[Saved entries]
——

PR #1535, opened 2019-03-07
Pass username, URL, JWT on commandline

### LINKED ISSUE #1475: Add JWT option, etc. to load-scenario
Enhance the `load-scenario` tool to support testing in the SAML configuration used in the partner agency integration environment.

ryanhofdotgov:
Closes #1475

### DIFF
--- a/api/cmd/load-scenario/main.go
+++ b/api/cmd/load-scenario/main.go
@@ -1,14 +1,59 @@
 package main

——

▸ **WHAT IS REQUIRED**:
For every line above that has "load" in it, copy the line.

▸ **TASK RESPONSE**:
### LINKED ISSUE #1475: Add JWT option, etc. to load-scenario
Enhance the `load-scenario` tool to support testing in the SAML configuration used in the partner agency integration environment.
--- a/api/cmd/load-scenario/main.go
+++ b/api/cmd/load-scenario/main.go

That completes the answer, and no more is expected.